## TASK DESCRIPTION
Filter the listing below down to the lines with the word "type" and copy those.

## DATA

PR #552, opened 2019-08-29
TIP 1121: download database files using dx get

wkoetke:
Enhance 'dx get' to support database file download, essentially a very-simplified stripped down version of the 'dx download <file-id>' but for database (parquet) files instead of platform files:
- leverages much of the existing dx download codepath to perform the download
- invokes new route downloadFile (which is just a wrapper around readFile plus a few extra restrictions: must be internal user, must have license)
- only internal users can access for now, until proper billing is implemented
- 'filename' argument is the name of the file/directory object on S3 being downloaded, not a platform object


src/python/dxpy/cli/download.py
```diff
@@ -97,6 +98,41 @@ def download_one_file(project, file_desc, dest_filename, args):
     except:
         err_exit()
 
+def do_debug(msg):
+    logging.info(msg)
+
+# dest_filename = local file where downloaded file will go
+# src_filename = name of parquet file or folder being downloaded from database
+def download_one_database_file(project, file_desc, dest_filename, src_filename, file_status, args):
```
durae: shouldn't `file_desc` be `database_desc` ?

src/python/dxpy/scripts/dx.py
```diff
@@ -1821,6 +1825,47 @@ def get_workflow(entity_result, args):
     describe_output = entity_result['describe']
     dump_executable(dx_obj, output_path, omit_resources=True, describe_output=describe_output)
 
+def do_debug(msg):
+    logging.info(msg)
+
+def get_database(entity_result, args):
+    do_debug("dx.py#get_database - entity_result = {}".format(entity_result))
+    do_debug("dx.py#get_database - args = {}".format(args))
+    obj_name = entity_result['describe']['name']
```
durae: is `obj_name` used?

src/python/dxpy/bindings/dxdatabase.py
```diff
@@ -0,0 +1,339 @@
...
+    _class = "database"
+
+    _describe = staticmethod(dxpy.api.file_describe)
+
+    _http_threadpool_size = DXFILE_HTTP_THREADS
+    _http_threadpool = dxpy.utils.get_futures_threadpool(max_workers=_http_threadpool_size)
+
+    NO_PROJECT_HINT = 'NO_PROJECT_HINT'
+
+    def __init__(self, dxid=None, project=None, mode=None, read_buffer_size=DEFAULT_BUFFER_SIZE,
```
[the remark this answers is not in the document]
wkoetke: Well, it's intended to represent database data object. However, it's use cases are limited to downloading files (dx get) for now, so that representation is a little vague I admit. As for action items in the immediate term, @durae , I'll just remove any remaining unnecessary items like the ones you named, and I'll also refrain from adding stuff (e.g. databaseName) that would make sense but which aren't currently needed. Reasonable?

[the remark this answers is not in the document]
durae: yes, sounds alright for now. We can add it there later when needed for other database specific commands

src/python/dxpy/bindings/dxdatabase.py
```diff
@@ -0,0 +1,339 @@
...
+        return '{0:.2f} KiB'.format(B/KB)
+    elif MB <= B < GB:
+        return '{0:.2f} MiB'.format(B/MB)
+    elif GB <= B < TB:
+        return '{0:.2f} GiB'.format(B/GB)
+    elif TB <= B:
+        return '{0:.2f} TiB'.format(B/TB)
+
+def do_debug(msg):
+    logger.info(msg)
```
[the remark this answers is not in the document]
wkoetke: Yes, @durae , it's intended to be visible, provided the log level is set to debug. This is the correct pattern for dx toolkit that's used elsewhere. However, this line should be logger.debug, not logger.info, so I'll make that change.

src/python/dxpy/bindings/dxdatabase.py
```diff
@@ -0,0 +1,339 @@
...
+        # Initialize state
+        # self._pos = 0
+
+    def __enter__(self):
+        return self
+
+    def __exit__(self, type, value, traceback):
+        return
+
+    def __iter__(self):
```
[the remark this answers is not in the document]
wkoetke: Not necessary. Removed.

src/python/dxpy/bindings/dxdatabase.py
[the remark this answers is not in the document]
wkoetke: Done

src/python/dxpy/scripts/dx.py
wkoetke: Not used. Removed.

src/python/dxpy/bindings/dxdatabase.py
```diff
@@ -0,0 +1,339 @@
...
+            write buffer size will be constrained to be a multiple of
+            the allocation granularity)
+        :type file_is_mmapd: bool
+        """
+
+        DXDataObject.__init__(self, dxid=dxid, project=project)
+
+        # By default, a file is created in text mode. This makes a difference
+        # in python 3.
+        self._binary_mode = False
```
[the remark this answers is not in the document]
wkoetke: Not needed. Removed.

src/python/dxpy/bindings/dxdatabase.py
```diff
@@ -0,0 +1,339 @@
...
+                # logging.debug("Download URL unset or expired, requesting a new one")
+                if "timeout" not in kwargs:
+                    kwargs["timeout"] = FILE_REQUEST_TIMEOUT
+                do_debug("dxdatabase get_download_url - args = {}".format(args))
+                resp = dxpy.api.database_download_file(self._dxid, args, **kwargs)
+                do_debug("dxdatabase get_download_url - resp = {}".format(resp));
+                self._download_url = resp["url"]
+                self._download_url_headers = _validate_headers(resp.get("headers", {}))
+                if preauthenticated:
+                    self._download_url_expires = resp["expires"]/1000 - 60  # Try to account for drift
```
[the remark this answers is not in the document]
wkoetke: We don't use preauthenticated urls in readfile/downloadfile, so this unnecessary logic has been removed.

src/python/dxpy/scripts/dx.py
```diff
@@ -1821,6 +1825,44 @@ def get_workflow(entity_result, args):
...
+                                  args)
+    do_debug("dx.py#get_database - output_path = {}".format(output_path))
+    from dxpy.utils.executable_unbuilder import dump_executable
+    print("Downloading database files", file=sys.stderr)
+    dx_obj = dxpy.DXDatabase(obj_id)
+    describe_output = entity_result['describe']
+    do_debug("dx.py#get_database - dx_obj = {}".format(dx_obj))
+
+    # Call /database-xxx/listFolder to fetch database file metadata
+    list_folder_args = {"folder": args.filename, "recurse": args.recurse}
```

==

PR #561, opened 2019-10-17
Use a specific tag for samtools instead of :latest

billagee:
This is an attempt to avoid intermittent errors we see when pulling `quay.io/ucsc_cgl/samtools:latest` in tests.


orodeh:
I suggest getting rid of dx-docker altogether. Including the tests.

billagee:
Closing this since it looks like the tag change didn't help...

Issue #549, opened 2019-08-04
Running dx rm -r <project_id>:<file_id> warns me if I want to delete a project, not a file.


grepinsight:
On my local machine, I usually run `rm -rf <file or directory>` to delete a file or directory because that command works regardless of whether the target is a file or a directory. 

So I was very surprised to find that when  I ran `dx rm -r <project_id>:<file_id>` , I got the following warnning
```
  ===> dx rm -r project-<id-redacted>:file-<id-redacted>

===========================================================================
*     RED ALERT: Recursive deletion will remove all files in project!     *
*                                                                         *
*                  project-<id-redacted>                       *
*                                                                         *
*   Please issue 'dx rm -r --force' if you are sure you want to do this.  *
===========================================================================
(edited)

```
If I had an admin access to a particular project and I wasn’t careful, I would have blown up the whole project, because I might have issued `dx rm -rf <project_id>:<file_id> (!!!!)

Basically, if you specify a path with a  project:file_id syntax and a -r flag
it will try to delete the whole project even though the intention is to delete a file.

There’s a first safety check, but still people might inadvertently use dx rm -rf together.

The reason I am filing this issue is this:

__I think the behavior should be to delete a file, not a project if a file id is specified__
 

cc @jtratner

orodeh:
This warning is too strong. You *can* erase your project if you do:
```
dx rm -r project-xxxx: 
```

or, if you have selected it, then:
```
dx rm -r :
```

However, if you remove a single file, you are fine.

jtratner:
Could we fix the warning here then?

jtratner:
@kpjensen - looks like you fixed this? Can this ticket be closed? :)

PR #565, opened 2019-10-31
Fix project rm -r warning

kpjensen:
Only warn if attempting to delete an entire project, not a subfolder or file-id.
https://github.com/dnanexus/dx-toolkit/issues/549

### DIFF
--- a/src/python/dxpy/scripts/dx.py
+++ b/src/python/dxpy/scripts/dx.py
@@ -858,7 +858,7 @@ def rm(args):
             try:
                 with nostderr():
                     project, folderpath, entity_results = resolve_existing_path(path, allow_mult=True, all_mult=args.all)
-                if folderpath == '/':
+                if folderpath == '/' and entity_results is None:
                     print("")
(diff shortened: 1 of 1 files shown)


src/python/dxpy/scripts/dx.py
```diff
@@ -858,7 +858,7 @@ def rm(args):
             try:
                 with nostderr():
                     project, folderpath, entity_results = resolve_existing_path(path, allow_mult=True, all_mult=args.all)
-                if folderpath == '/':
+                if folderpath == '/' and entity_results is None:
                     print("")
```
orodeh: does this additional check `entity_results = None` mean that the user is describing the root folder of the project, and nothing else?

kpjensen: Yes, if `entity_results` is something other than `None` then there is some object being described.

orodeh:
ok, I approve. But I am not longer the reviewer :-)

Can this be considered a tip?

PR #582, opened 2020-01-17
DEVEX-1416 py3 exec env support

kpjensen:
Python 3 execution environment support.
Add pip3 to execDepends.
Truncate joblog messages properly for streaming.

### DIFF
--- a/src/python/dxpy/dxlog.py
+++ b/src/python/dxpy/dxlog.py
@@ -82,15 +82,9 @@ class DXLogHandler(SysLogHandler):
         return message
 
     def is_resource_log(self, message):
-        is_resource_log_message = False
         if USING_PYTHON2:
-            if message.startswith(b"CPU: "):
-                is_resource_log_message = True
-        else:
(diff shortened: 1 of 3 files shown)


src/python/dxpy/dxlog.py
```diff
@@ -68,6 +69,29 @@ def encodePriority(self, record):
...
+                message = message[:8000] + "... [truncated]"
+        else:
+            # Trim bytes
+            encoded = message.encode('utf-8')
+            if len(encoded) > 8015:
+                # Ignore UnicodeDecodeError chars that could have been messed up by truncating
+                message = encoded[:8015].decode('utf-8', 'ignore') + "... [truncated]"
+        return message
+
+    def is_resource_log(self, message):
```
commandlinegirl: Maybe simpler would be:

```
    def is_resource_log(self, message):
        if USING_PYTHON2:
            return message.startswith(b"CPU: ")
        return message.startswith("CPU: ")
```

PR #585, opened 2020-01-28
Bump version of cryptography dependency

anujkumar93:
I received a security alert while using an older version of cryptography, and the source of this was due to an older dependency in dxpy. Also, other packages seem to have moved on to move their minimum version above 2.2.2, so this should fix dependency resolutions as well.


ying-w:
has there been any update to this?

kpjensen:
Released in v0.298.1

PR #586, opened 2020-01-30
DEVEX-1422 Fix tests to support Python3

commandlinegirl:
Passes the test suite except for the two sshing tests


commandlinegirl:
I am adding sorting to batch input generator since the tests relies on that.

## SOLUTION BELOW
+    def __exit__(self, type, value, traceback):
+        :type file_is_mmapd: bool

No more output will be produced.